(How to complete this task) Produce an exact transcript of all the records.

(Provided data)
[Start of Attachment]
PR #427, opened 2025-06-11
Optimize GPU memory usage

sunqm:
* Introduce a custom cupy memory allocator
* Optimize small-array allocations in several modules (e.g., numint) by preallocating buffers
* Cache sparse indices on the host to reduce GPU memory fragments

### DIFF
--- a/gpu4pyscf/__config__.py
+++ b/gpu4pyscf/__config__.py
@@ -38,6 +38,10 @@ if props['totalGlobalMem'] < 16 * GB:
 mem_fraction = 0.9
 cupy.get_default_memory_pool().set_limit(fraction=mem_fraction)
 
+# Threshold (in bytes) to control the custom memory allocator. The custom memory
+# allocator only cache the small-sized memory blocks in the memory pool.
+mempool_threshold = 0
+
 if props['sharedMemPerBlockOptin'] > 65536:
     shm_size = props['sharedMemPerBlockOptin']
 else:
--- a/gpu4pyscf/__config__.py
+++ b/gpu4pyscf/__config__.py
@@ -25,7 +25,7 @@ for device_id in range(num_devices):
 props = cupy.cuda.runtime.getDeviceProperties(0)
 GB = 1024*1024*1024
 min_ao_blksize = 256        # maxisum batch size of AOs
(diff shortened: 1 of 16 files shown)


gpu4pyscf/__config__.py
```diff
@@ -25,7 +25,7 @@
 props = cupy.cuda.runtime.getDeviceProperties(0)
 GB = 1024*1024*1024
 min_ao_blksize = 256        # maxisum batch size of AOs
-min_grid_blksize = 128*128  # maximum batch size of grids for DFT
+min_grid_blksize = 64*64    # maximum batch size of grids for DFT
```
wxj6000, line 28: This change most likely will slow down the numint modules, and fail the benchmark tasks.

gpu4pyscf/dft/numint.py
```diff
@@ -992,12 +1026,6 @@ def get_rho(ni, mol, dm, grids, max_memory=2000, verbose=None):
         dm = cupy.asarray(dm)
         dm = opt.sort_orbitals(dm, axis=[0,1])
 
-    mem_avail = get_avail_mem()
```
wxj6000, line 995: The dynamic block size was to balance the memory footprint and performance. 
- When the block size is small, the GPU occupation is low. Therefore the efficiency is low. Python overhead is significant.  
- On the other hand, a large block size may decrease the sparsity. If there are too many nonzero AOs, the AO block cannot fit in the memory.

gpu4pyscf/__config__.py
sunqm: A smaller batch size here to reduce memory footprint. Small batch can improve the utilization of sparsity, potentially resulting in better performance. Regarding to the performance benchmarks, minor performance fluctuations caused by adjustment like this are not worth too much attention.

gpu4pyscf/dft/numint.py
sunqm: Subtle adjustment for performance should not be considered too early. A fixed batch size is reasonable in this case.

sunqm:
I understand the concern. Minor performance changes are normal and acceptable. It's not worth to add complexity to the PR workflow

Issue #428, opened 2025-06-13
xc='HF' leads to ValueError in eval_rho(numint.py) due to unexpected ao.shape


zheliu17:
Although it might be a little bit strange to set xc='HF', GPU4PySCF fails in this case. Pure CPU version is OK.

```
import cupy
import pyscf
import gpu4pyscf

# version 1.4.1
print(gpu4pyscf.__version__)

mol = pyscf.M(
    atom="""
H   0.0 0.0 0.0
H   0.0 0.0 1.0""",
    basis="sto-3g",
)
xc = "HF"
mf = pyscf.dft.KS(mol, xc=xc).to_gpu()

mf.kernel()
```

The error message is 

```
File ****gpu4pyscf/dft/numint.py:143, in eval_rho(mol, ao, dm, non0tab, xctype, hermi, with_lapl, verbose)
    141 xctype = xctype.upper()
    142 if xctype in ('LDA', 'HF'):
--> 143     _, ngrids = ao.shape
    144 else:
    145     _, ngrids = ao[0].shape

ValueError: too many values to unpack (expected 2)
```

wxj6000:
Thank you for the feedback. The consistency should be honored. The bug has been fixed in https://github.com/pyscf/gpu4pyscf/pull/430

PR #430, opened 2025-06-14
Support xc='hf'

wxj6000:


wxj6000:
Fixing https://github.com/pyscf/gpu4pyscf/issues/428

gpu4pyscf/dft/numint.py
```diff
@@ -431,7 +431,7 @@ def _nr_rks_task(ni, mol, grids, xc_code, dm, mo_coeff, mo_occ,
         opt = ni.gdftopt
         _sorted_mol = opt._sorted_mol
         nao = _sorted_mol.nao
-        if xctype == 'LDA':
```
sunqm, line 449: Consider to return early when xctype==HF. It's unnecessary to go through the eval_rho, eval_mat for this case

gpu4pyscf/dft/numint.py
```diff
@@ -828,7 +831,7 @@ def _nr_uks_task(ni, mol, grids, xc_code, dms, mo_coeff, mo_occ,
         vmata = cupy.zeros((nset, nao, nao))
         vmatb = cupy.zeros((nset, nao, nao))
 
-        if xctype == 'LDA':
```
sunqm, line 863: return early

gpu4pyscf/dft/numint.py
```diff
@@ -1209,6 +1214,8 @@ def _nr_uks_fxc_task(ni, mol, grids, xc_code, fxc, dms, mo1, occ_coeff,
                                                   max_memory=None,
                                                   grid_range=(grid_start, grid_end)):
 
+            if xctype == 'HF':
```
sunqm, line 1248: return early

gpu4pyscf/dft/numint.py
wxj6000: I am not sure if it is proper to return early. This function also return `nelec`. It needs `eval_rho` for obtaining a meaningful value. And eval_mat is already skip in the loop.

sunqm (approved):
[End of Attachment]
(Completed task)
PR #427, opened 2025-06-11
Optimize GPU memory usage

sunqm:
* Introduce a custom cupy memory allocator
* Optimize small-array allocations in several modules (e.g., numint) by preallocating buffers
* Cache sparse indices on the host to reduce GPU memory fragments

### DIFF
--- a/gpu4pyscf/__config__.py
+++ b/gpu4pyscf/__config__.py
@@ -38,6 +38,10 @@ if props['totalGlobalMem'] < 16 * GB:
 mem_fraction = 0.9
 cupy.get_default_memory_pool().set_limit(fraction=mem_fraction)
 
+# Threshold (in bytes) to control the custom memory allocator. The custom memory
+# allocator only cache the small-sized memory blocks in the memory pool.
+mempool_threshold = 0
+
 if props['sharedMemPerBlockOptin'] > 65536:
     shm_size = props['sharedMemPerBlockOptin']
 else:
--- a/gpu4pyscf/__config__.py
+++ b/gpu4pyscf/__config__.py
@@ -25,7 +25,7 @@ for device_id in range(num_devices):
 props = cupy.cuda.runtime.getDeviceProperties(0)
 GB = 1024*1024*1024
 min_ao_blksize = 256        # maxisum batch size of AOs
(diff shortened: 1 of 16 files shown)


gpu4pyscf/__config__.py
```diff
@@ -25,7 +25,7 @@
 props = cupy.cuda.runtime.getDeviceProperties(0)
 GB = 1024*1024*1024
 min_ao_blksize = 256        # maxisum batch size of AOs
-min_grid_blksize = 128*128  # maximum batch size of grids for DFT
+min_grid_blksize = 64*64    # maximum batch size of grids for DFT
```
wxj6000, line 28: This change most likely will slow down the numint modules, and fail the benchmark tasks.

gpu4pyscf/dft/numint.py
```diff
@@ -992,12 +1026,6 @@ def get_rho(ni, mol, dm, grids, max_memory=2000, verbose=None):
         dm = cupy.asarray(dm)
         dm = opt.sort_orbitals(dm, axis=[0,1])
 
-    mem_avail = get_avail_mem()
```
wxj6000, line 995: The dynamic block size was to balance the memory footprint and performance. 
- When the block size is small, the GPU occupation is low. Therefore the efficiency is low. Python overhead is significant.  
- On the other hand, a large block size may decrease the sparsity. If there are too many nonzero AOs, the AO block cannot fit in the memory.

gpu4pyscf/__config__.py
sunqm: A smaller batch size here to reduce memory footprint. Small batch can improve the utilization of sparsity, potentially resulting in better performance. Regarding to the performance benchmarks, minor performance fluctuations caused by adjustment like this are not worth too much attention.

gpu4pyscf/dft/numint.py
sunqm: Subtle adjustment for performance should not be considered too early. A fixed batch size is reasonable in this case.

sunqm:
I understand the concern. Minor performance changes are normal and acceptable. It's not worth to add complexity to the PR workflow

Issue #428, opened 2025-06-13
xc='HF' leads to ValueError in eval_rho(numint.py) due to unexpected ao.shape


zheliu17:
Although it might be a little bit strange to set xc='HF', GPU4PySCF fails in this case. Pure CPU version is OK.

```
import cupy
import pyscf
import gpu4pyscf

# version 1.4.1
print(gpu4pyscf.__version__)

mol = pyscf.M(
    atom="""
H   0.0 0.0 0.0
H   0.0 0.0 1.0""",
    basis="sto-3g",
)
xc = "HF"
mf = pyscf.dft.KS(mol, xc=xc).to_gpu()

mf.kernel()
```

The error message is 

```
File ****gpu4pyscf/dft/numint.py:143, in eval_rho(mol, ao, dm, non0tab, xctype, hermi, with_lapl, verbose)
    141 xctype = xctype.upper()
    142 if xctype in ('LDA', 'HF'):
--> 143     _, ngrids = ao.shape
    144 else:
    145     _, ngrids = ao[0].shape

ValueError: too many values to unpack (expected 2)
```

wxj6000:
Thank you for the feedback. The consistency should be honored. The bug has been fixed in https://github.com/pyscf/gpu4pyscf/pull/430

PR #430, opened 2025-06-14
Support xc='hf'

wxj6000:


wxj6000:
Fixing https://github.com/pyscf/gpu4pyscf/issues/428

gpu4pyscf/dft/numint.py
```diff
@@ -431,7 +431,7 @@ def _nr_rks_task(ni, mol, grids, xc_code, dm, mo_coeff, mo_occ,
         opt = ni.gdftopt
         _sorted_mol = opt._sorted_mol
         nao = _sorted_mol.nao
-        if xctype == 'LDA':
```
sunqm, line 449: Consider to return early when xctype==HF. It's unnecessary to go through the eval_rho, eval_mat for this case

gpu4pyscf/dft/numint.py
```diff
@@ -828,7 +831,7 @@ def _nr_uks_task(ni, mol, grids, xc_code, dms, mo_coeff, mo_occ,
         vmata = cupy.zeros((nset, nao, nao))
         vmatb = cupy.zeros((nset, nao, nao))
 
-        if xctype == 'LDA':
```
sunqm, line 863: return early

gpu4pyscf/dft/numint.py
```diff
@@ -1209,6 +1214,8 @@ def _nr_uks_fxc_task(ni, mol, grids, xc_code, fxc, dms, mo1, occ_coeff,
                                                   max_memory=None,
                                                   grid_range=(grid_start, grid_end)):
 
+            if xctype == 'HF':
```
sunqm, line 1248: return early

gpu4pyscf/dft/numint.py
wxj6000: I am not sure if it is proper to return early. This function also return `nelec`. It needs `eval_rho` for obtaining a meaningful value. And eval_mat is already skip in the loop.

sunqm (approved):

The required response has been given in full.